An index is similar to an index in a textbook. It provides your database with a faster way to look up certain terms. Keys are already given an implicit index, meaning that they are automatically given a quick map to look up each individual key to a set of values. An index that is created manually just also says that these values are important too.

CREATE INDEX <index name> ON <table> (<columns>);

This will create an index with a specific name for a given table and it's given columns. For example, in our addresses table, it may be very useful to look up addresses up by the city and state they are residing in. For this case, we could:

CREATE INDEX city_state ON addresses (city, state);

Which will improve the lookup performance for a query like this:

SELECT address FROM addresses WHERE state = 'OR' and city = 'Portland';

Yielding all the stored addresses in Portland, OR.

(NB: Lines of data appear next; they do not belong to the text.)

PR #344, opened 2025-09-14
Message log research + misc.

assidion2:


symbols/overlay29.yml
```diff
@@ -8845,31 +8871,105 @@ overlay29:
...
+        EU: 0x234BBD0
+      description: Frees the heap-allocated alert_box_info struct in MESSAGE_LOG_INFO.
+    - name: SetMessageLogGroupStartFlag
+      address:
+        EU: 0x234BC24
+      description: |-
+        Sets whether the next message in the message log should be the start of a new group separated by a horizontal line.
+        
+        r0: bool
+    - name: GetGlobalPreprocessorArgs
```
UsernameFodder, line 8889: These names feel too generic for something specific to the message log. Can we add "MessageLog" in the names somehow? E.g. `GetMessageLogPreprocessorArgs`

It looks like you wanted to keep with the convention for the existing `SetPreprocessorArgsIdVal`, but since that seems to be the only one, let's just rename it too and add an alias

Indexes can also be frequently given a UNIQUE constraint, meaning that they will also have the properties of uniqueness. Also note that adding an index adds time to the INSERT INTO and UPDATE operations, as the index must also be updated when the table is. Creating an index enhances lookup performance, not write performance.

EXPLAIN Plan

An EXPLAIN plan is simply the way the database intends to look up your query. It is typically used for SELECT statements, but sometimes can be applied to other statements such as UPDATE or INSERT INTO. It is used for gauging performance of a query. It is not important to get into the weeds describing how lookups work, as that is very specific to the database product, but it is important to know it exists as most of these options alter them in some way. Just being aware it's a "thing" will go a long way!

Assignment

Look at the database documentation on https://sqlite.org and provide:

A CREATE TABLE statement for each scenario:
- Create a primary key for your table
- Create a unique key that exists alongside the primary key. Insert two of the same thing into it and see what happens.
- Create a "composite" unique key (more than one column). This may require different syntax, so be aware! Try to insert things into it to verify.
- Create two tables, with a foreign key joining them. Insert things into the table taking the foreign key, without appropriate data in the other table, to test your theories.
Create an index for one of your tables. Then play with select queries that use the index, and show the difference in the EXPLAIN plans.